- **Exercise requirements**
Below is a set of records. Please retype every one exactly.

** Opening Study material block **

PR #1044, opened 2023-01-24
Update LightningModule import

guarin:
## Changes

* Import `LightningModule` from `pytorch_lightning` instead of `pytorch_lightning.core.lightning`
* Fix exit status of weekly dependency test action
* Move weekly dependency from Tuesday to Thursday

Old failing action with broken exit status: https://github.com/lightly-ai/lightly/actions/runs/3990939451/jobs/6845182937
New failing action with fixed exit status: https://github.com/lightly-ai/lightly/commit/0c147d32c1fd4736aff4fe214e42688a648ff2f5/checks
New passing action with fixed exit status and fixed imports: https://github.com/lightly-ai/lightly/actions/runs/3996313813

### DIFF
--- a/.github/workflows/weekly_dependency_test.yml
+++ b/.github/workflows/weekly_dependency_test.yml
@@ -7,7 +7,7 @@ name: Weekly Dependency Test
 on:
   workflow_dispatch:
   schedule:
-    - cron: '0 22 * * mon' # each Monday night, at 22:00 UTC
+    - cron: '0 22 * * THU' # each Thursday night, at 22:00 UTC
 
 jobs:
   test_fresh_install:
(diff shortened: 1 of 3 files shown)


.github/workflows/weekly_dependency_test.yml
```diff
@@ -7,7 +7,7 @@ name: Weekly Dependency Test
 on:
   workflow_dispatch:
   schedule:
-    - cron: '0 22 * * mon' # each Monday night, at 22:00 UTC
+    - cron: '0 22 * * THU' # each Thursday night, at 22:00 UTC
```
philippmwirth, line 10: Is there a reason you changed this to all caps?

philippmwirth (changes requested):
I think you forgot all the examples, benchmarks, and docs.

guarin:
> I think you forgot all the examples, benchmarks, and docs.

They already use the correct import :)

.github/workflows/weekly_dependency_test.yml
guarin: Caps seems to be the default and VSCode marks lowercase as wrong.

philippmwirth (approved):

** Closing Study material block **

- **Solution to this exercise**
PR #1044, opened 2023-01-24
Update LightningModule import

guarin:
## Changes

* Import `LightningModule` from `pytorch_lightning` instead of `pytorch_lightning.core.lightning`
* Fix exit status of weekly dependency test action
* Move weekly dependency from Tuesday to Thursday

Old failing action with broken exit status: https://github.com/lightly-ai/lightly/actions/runs/3990939451/jobs/6845182937
New failing action with fixed exit status: https://github.com/lightly-ai/lightly/commit/0c147d32c1fd4736aff4fe214e42688a648ff2f5/checks
New passing action with fixed exit status and fixed imports: https://github.com/lightly-ai/lightly/actions/runs/3996313813

### DIFF
--- a/.github/workflows/weekly_dependency_test.yml
+++ b/.github/workflows/weekly_dependency_test.yml
@@ -7,7 +7,7 @@ name: Weekly Dependency Test
 on:
   workflow_dispatch:
   schedule:
-    - cron: '0 22 * * mon' # each Monday night, at 22:00 UTC
+    - cron: '0 22 * * THU' # each Thursday night, at 22:00 UTC
 
 jobs:
   test_fresh_install:
(diff shortened: 1 of 3 files shown)


.github/workflows/weekly_dependency_test.yml
```diff
@@ -7,7 +7,7 @@ name: Weekly Dependency Test
 on:
   workflow_dispatch:
   schedule:
-    - cron: '0 22 * * mon' # each Monday night, at 22:00 UTC
+    - cron: '0 22 * * THU' # each Thursday night, at 22:00 UTC
```
philippmwirth, line 10: Is there a reason you changed this to all caps?

philippmwirth (changes requested):
I think you forgot all the examples, benchmarks, and docs.

guarin:
> I think you forgot all the examples, benchmarks, and docs.

They already use the correct import :)

.github/workflows/weekly_dependency_test.yml
guarin: Caps seems to be the default and VSCode marks lowercase as wrong.

philippmwirth (approved):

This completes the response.